The U.S. Needs to Crack Down on White-Collar Crime | Bloomberg Opinion

Source: The U.S. Needs to Crack Down on White-Collar Crime | Bloomberg Opinion, by Editorial Board

In 2015, then-Deputy Attorney General Sally Yates explained why prosecutors struggle to hold individuals accountable. “In modern corporations, where responsibility is often diffuse, it can be extremely difficult to identify the single person or group of people who possessed the knowledge or criminal intent necessary to establish proof beyond a reasonable doubt,” she said. “This is particularly true of high-level executives, who are often insulated from the day-to-day activity in which the misconduct occurs.”

All of which is true, no doubt — but justice still demands that serious crimes earn serious punishments.
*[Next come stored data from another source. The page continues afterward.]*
PR #252, opened 2021-12-14
Problem: no integration test for transaction index

### LINKED ISSUE #246: Problem: no integration test for transaction index
There are some complex logics around transaction index, it's good to check them in the integration test:
- Try different status of tx, and check how they are handled by json rpc API
  - failed, check error message, check it's not included in getBlock API.
  - reverted, check it is included in getBlock API, check getBlockAndTxIndex API works ok, check the tx index in the logs are correct.

damoncro:

Close #246 

# PR Checklist:

### DIFF
--- a/integration_tests/test_basic.py
+++ b/integration_tests/test_basic.py
@@ -233,7 +233,7 @@ def test_transaction(cronos):
     assert tx1["transactionIndex"] == 0
 
     # out of gas
-    try:
+    with pytest.raises(ValueError) as error:
         send_transaction(
             w3,
             {
@@ -244,11 +244,10 @@ def test_transaction(cronos):
             },
             KEYS["validator"],
         )["transactionHash"]
-    except ValueError as error:
-        assert "out of gas" in str(error)
+    assert "out of gas" in str(error)
 
     # insufficient fee
-    try:
+    with pytest.raises(ValueError) as error:
         send_transaction(
             w3,
             {
@@ -258,8 +257,7 @@ def test_transaction(cronos):
             },
             KEYS["validator"],
         )["transactionHash"]
-    except ValueError as error:
-        assert "insufficient fee" in str(error)
+    assert "insufficient fee" in str(error)
 
     # Deploy contract
     test_revert = TestRevert(KEYS["validator"])
--- a/integration_tests/test_basic.py
+++ b/integration_tests/test_basic.py
@@ -238,6 +238,36 @@ def test_transaction(cronos):
     tx1 = w3.eth.get_transaction(txhash_1)
     assert tx1["transactionIndex"] == 0
 
+    initial_block_number = w3.eth.get_block_number()
+
+    # tx already in mempool
+    with pytest.raises(ValueError) as exc:
+        send_transaction(
+            w3,
+            {
+                "to": ADDRS["community"],
+                "value": 10000,
+                "gasPrice": w3.eth.gas_price,
+                "nonce": w3.eth.get_transaction_count(ADDRS["validator"]) - 1,
+            },
+            KEYS["validator"],
+        )
+    assert "tx already in mempool" in str(exc)
+
+    # invalid sequence
+    with pytest.raises(ValueError) as exc:
+        send_transaction(
+            w3,
+            {
+                "to": ADDRS["community"],
+                "value": 10000,
+                "gasPrice": w3.eth.gas_price,
+                "nonce": w3.eth.get_transaction_count(ADDRS["validator"]) + 1,
+            },
+            KEYS["validator"],
+        )
+    assert "invalid sequence" in str(exc)
+
     # out of gas
     with pytest.raises(ValueError) as exc:
         send_transaction(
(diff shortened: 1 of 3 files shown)


integration_tests/test_basic.py
```diff
@@ -217,3 +218,70 @@ def test_statesync(cronos):
...
+            {
+                "to": ADDRS["community"],
+                "value": 10000,
+                "gasPrice": w3.eth.gas_price,
+                "gas": 1,
+            },
+            KEYS["validator"],
+        )["transactionHash"]
+    except ValueError as error:
+        assert "out of gas" in str(error)
```
yihuang, line 248: https://docs.pytest.org/en/6.2.x/assert.html#assertions-about-expected-exceptions
there's `pytest.raises` to expect error.

damoncro: But I need to assert the string.

damoncro: Oh raises also ok to assert inside?

damoncro: I'll check

integration_tests/utils.py
```diff
@@ -441,3 +441,83 @@ def call_contact(self, w3):
         assert "world" == self.contract.functions.greet().call()
 
         return send_store_tx
+
+
+class TestRevert:
```
yihuang, line 446: It seems many codes can be reused with `class Greeter`.

damoncro: Yes. This can be improved...

integration_tests/test_basic.py
yihuang: yes, `with pytest.raises(...) as exc_info` and assert the `exc_info`.

yihuang:
- try to include multiple txs in same block, and check the indexes.
- include a cosmos level failure case, and check it doesn't appear in `get_block` response.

That would require more resources. According to Don Fort, the chief of IRS criminal enforcement, the agency has the same number of special agents — about 2,200 — as it did 50 years ago, despite huge increases in the number of tax filers and the complexity of financial crimes.

A skillful white-collar defense bar has arisen to defend executives and challenge prosecutors. Corporations have grown adept at shifting liability to shareholders. And the will to crack down has subsided. After the savings-and-loan scandal of the 1980s, more than 1,000 people were charged, and more than 100 company officers and directors served prison terms. A similar response is virtually inconceivable today.

This needs to change. White-collar crime is a menace, and the impunity of its ordinary perpetrators is intolerable.